Moreover, the chronicle also introduces for the first time that the Thaton Kingdom of Lower Burma was conquered by King Anawrahta of Pagan in 1057, and Anawrahta's religious reformation with the help of Shin Arahan, the primate of Pagan. (Maha Yazawin does not say that Shin Arahan was from Thaton. That he was born in Thaton was inserted in Yazawin Thit, written in 1798.) Later British colonial period scholars further asserted that Pagan received religious reforms and civilization from Thaton. Recently, the historian Michael Aung-Thwin has argued that the Thaton conquest story cannot be found in any prior extant texts or inscriptions.

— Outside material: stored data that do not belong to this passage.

PR #147, opened 2022-12-10
AA85 simplify verificationGas

drortirosh:


yoavw (commented):
This PR removes all validation gas limits (except their use in postOp). So now we're only checking the gas only at the end of validation. Doesn't it open an easy DoS vector on nodes?

Attacker will keep sending UserOps with very high `callGas`, normal `verificationGas`, running an infinite loop in `validateUserOp`.

These ops won't be propagated since they'll `FailOp` in the gas check at the end of `_validatePayment`, but they will waste more than `verificationGas` during 1st simulation.

I guess nodes can defend themselves by limiting the simulation gas to `verificationGas`+constant.  A bundler that doesn't, might find itself spending CPU on 10M-gas FailedOps.

Another attack vector is against staked entities.  We bundle the unstaked account and the staked paymaster together, reverting them in the gas check in line 409.  Two possible issues there:

1. Currently this FailedOp blames the paymaster, so an account can waste too much gas in `validateUserOp` - a little over verificationGas, but still below the slack that the bundler leaves for the EntryPoint overhead during simulation.  The paymaster will get blamed for the FailedOp in line 409, losing reputation and not being able to defend itself.

2. If we remove `mUserOp.paymaster` from this FailedOp, a staked paymaster will be able to DoS the 2nd simulation and invalidate O(n) UserOps without losing reputation.  This paymaster would have a flag, that when raised, causes it to waste a little over `verificationGas` (still within the slack given to the simulation).  The UserOps will pass 1st simulation, then the flag will be raised during the first included op, and all the other ops will revert in line 409 during their 2nd simulation.

So how do we distinguish between over-verificationGas spending by the account, by paymasters, and by factories?

drortirosh:
> 2\. If we remove `mUserOp.paymaster` from this FailedOp, a staked paymaster will be able to DoS the 2nd simulation

Ok. so you say we can't do the simplification.
At first I thought there isn't a need to distinguish between different OOG scenarios, but now you describe why we should.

However, the chronicle's portrayal of the 16th century Toungoo Burma, which was also witnessed by many Europeans, has been found by scholars to be largely factual.

==Significance==
The chronicle has formed the basis for all subsequent histories of the country, including the earliest English language histories of Burma written in the late 19th century. The historian Victor Lieberman writes that "rarely has a national historiographic tradition depended so heavily on a single author as the Burmese tradition has on U Kala."

The chronicle's existence was especially made important because many of the original sources on which he relied were destroyed by a fire at Ava (Inwa) some twenty years later. In addition to this loss, U Kala's prose style was seen as a model in the eyes of all subsequent historians. The general tone of the chronicle is described as "not bombastic", "relatively subdued", and "matter-of-fact". The pre-1712 portions of later national Burmese chronicles — including Yazawin Thit (1798), Maha Yazawin Kyaw (1831), and the famous Hmannan Yazawin (the Glass Palace Chronicle) — are more or less verbatim reproductions of Maha Yazawin, "with some interpolations of quasi-legendary material and with limited digressions on points of scholarly dispute".

==Publications==
As of 2022, the full chronicle had been published only in Burmese, and not translated in full into English or any other language. However, the last sections of the chronicle from 1597 to 1711 have been published in an English language translation by historian Tun Aung Chain. An unpublished partial translation by "U Ko Ko, formerly of the University of Mandalay" is cited and used by the author John Strong in "Relics of the Buddha."